About this exercise> Records follow. Pull out every line that contains "preference".

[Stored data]
^^^^^^^^

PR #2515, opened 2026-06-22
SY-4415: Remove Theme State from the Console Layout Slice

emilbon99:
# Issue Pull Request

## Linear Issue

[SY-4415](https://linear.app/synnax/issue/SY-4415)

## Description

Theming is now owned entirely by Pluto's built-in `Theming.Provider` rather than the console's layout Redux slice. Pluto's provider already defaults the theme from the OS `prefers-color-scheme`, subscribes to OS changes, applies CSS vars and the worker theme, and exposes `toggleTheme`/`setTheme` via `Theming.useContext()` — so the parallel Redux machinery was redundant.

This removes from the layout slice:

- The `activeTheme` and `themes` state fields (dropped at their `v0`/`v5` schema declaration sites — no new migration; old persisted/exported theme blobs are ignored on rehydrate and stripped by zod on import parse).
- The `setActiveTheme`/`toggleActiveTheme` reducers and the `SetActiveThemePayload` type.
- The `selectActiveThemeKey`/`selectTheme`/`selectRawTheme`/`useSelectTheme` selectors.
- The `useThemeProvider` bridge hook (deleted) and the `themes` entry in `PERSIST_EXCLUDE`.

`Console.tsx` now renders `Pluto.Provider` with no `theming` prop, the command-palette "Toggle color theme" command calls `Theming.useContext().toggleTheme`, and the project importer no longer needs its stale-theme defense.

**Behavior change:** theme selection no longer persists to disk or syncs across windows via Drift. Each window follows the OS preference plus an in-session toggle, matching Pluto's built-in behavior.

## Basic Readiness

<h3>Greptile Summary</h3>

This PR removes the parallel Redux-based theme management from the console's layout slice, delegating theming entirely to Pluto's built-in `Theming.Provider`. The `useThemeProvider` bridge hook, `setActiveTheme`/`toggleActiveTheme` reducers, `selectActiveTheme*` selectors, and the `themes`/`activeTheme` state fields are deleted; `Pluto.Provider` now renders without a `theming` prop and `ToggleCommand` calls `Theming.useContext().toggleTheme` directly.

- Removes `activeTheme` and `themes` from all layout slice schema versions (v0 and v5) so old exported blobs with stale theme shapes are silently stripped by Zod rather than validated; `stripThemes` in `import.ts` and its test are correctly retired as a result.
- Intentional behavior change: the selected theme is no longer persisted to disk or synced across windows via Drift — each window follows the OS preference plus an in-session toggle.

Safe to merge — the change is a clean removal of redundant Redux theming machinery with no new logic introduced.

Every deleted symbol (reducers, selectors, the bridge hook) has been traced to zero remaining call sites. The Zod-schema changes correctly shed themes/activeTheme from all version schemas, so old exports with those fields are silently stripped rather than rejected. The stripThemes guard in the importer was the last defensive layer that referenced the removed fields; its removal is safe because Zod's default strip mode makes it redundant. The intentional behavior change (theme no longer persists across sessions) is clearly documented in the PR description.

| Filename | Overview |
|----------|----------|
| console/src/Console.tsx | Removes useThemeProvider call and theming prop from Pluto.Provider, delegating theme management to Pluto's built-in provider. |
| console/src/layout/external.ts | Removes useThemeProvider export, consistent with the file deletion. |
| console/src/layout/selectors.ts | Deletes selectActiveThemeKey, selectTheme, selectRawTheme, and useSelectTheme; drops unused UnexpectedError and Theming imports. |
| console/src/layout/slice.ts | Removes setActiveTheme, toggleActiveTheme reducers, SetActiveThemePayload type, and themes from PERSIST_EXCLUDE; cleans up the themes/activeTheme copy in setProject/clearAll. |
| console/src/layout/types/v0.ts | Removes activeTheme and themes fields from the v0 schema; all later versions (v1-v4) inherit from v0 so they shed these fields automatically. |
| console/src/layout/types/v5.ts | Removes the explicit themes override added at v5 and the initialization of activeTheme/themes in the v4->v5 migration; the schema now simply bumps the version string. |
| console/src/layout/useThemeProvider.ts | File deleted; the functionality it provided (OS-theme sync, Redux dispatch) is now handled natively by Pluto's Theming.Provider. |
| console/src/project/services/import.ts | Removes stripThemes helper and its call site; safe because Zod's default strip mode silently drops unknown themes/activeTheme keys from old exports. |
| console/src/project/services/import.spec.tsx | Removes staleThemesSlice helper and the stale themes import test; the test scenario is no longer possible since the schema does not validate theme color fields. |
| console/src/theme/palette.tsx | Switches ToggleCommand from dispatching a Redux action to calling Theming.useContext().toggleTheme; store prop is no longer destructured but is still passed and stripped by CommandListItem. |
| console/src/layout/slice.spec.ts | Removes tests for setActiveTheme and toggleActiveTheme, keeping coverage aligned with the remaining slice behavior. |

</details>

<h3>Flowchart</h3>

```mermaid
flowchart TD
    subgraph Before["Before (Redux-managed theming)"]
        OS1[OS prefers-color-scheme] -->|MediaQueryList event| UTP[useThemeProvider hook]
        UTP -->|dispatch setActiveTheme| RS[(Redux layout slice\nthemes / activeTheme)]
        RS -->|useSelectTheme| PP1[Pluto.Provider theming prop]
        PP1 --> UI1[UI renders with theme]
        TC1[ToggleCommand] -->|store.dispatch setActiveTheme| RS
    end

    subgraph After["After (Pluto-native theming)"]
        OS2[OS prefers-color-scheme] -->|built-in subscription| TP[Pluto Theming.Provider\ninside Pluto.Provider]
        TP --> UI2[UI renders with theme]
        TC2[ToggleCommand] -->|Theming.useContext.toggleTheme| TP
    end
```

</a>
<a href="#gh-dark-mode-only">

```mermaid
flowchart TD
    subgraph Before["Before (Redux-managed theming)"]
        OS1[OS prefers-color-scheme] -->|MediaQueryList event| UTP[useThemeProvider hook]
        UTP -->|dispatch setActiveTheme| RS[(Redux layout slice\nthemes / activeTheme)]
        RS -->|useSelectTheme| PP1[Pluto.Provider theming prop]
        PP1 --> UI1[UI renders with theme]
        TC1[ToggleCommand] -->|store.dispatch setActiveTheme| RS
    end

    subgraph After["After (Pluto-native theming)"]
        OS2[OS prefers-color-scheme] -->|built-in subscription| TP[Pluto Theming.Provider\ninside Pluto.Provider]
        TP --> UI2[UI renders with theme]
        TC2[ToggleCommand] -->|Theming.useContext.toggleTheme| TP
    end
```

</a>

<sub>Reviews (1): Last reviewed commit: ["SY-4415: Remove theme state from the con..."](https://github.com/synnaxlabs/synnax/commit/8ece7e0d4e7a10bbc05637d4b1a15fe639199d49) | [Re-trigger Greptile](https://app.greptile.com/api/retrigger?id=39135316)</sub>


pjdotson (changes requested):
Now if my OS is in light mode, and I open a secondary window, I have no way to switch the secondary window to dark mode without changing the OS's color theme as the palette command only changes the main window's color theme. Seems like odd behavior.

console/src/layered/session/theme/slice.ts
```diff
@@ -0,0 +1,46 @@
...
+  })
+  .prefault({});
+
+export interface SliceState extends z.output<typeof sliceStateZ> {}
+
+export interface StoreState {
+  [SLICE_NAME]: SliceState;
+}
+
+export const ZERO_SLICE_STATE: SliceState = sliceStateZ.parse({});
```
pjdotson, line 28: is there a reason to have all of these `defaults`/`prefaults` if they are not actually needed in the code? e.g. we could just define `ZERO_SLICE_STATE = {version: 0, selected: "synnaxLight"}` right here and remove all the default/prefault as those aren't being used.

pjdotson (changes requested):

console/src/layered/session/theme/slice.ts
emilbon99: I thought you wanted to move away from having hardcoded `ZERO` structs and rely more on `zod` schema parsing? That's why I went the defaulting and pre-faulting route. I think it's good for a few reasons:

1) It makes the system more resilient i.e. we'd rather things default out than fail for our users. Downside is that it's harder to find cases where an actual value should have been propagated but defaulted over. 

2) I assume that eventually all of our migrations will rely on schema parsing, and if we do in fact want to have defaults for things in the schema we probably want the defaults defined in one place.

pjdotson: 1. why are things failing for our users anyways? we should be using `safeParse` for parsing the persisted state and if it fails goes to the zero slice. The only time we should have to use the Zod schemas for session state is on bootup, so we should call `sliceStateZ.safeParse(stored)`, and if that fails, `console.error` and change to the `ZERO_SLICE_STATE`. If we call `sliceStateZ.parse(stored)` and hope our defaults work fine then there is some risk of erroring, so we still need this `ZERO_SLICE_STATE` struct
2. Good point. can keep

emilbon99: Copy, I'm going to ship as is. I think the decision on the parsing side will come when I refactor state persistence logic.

^^^^^^^^

Exercise answer>
**Behavior change:** theme selection no longer persists to disk or syncs across windows via Drift. Each window follows the OS preference plus an in-session toggle, matching Pluto's built-in behavior.
- Intentional behavior change: the selected theme is no longer persisted to disk or synced across windows via Drift — each window follows the OS preference plus an in-session toggle.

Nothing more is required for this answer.